E poi c’è da fare le fette. Dobbiamo riuscire a capire come è fatto un oggetto tridimensionale guardandone varie sezioni. Per ricostruire tridimensionalmente un oggetto dobbiamo fare più fette e ricombinare le immagini delle varie fette, fare fette secondo vari piani e cercare di ricostruire la struttura tridimensionale. (IMMAGINE) Questo è un preparato che è stato colorato con un marcante di un certo compartimento del citoplasma è stato guardato con un particolare tipo di microscopio che sfrutta una sorgente di illuminazione a raggio laser e una tecnologia sofisticata computerizzata di analisi del segnale che viene dal preparato, permette di avere una raffigurazione sul computer di un singolo piano focale di uno spessore veramente piccolo. Questa è una fetta di 4 micron di spessore che è stata tagliata in quelle che si chiamano sezioni ottiche con questo microscopio. Questo stesso effetto lo avete se voi con il microscopio sfochettando vedete i vari piani focali.

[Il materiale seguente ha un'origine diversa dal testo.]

PR #2203, opened 2022-11-16
fozzie@10.9.0 - Fix failing tests

xander-marjoram:
### Fixed
- Failing tests.
- Linting errors.
  - Including renaming keyframe animation names to kebab-case.


xander-marjoram:
As far as I'm aware, the animation names shouldn't be used outside of this package, so renaming them shouldn't be an issue?

jamieomaguire (dismissed):

packages/tools/fozzie/src/test/scss/scss-setup.spec.js
```diff
@@ -11,13 +11,15 @@ const sassTrue = require('sass-true');
 const glob = require('glob');
 
 describe('Sass', () => {
-    // All Scss unit tests should follow this naming convention
-    const testFileGlob = '**/*.spec.scss';
-    const testFilePathGlob = path.resolve(process.cwd(), testFileGlob);
+    it('Find and run tests', () => {
```
jamieomaguire: nice change - not sure why I didn't do this before

jamieomaguire: NIT: can we rename to 'Find and run SCSS unit tests'?

kevinrodrigues: If you change the main describe to scss then you won't need to add it here again.

kevinrodrigues (dismissed):

packages/tools/fozzie/src/test/scss/scss-setup.spec.js
jamieomaguire: So `describe('SCSS')` then `it('Find and run unit tests')`? Sounds good to me if so!

kevinrodrigues: Yeah, so it will read:

`SCSS >  should find and run unit tests`

kevinrodrigues (approved):

jamieomaguire (approved):

PR #2206, opened 2022-11-17
#trivial - fix up build

kevinrodrigues:
### Added
- Revert CI change which caused tests not to run.

### DIFF
--- a/.github/workflows/build.yml
+++ b/.github/workflows/build.yml
@@ -50,6 +50,7 @@ jobs:
       run: yarn --prefer-offline
 
   danger:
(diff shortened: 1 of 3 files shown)


.github/workflows/build.yml
```diff
@@ -50,7 +50,6 @@ jobs:
       run: yarn --prefer-offline
 
   danger:
-    if: ${{ github.ref != 'refs/heads/master' }}
```
siggerzz: We need to keep this :)

siggerzz (changes requested):
Minor comment!

siggerzz (approved):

Allestimento di preparati per la microscopia ottica

La fissazione è la prima cosa da fare. Per indurire il tessuto lo infiltriamo di paraffina, che ha la consistenza giusta, si scioglie a caldo, si infiltra nel tessuto, si fa raffreddare e viene fuori un cubetto di cera, di paraffina, con dentro il tessuto, si parla di inclusione perché il tessuto viene anche avvolto dalla paraffina, ma è anche infiltrato, dove in partenza c’era acqua, il 70 - 85% della cellula, ci mettiamo la paraffina. Il tessuto ne prende quindi la consistenza e si lascia sezionare. Ma la paraffina non si mescola con l’acqua, quindi viene rimossa con metodi chimici. La maggior parte dei fissativi sono agenti chimici, formalina, alcol, il più usato è l’aldeide formica che si trova in commercio, essendo un gas, sotto forma di soluzione acquosa di formaldeide, chiamata formalina. La formalina è una soluzione circa al 40% di aldeide in acqua, a sua volta va diluita al 10%, il risultato finale è una soluzione di aldeide circa al 4%, che è un ottimo fissativo, si presta a un sacco di reazioni, ci si può lasciare il tessuto anche per giorni, non cambia troppo.

I fissativi non si sciolgono nell’acqua(?), bisogna togliere l’acqua con alcol o acetone, ma l’alcol e l’acetone non si mescolano con la paraffina, sono ancora troppo idrofile, si deve passare in un intermediario, di solito di usano derivati del benzolo come lo xilolo che rendono il tessuto trasparente, come l’alabastro, ecco perché questa tappa di passaggio dall’intermediario è detta diafanizzazione. È detta così anche quando si usano intermediari diversi che non lo rendono trasparente. Poi abbiamo l’inclusione, la sezione, poi dovremo colorarla, ma i coloranti di solito sono sciolti in acqua, e allora dovremo togliere la paraffina con lo xilolo, lo xilolo con l’alcol, poi cambiare l’alcol con l’acqua. Esistono apparecchi automatici per farlo in serie. Dopo colorato, il tessuto va montato, va messo fra due vetrini, uno più spesso, porta oggetto, e uno più sottile, copri oggetto, viene fuori una specie di sandwich con dentro un sistema di montaggio, una specie di collante che non solo tiene incollati i vetrini ma garantisce che l’indice di rifrazione sia omogeneo, quindi un sistema di montaggio con lo stesso indice di rifrazione del vetro (sennò vengono aloni).

Ma di solito queste resine che si usano per montare non sono solubili in acqua, quindi dopo la colorazione, bisogna disidratare di nuovo. Alla fine questi preparati durano decine di anni. In caso in cui non si possano fare tutte queste tappe per il rischio di portar via qualcosa, grassi per esempio, che si sciolgono nell’alcol e nello xilolo, allora per indurire il tessuto si congela e così assume la consistenza adatta per poterlo poi tagliare e colorare. Ci sono casi in cui il tessuto deve essere sottoposto a delle tecniche per cui non si può fare la fissazione subito perché si sciuperebbero le sostanze che si vogliono colorare e osservare, bisogna congelare subito il tessuto.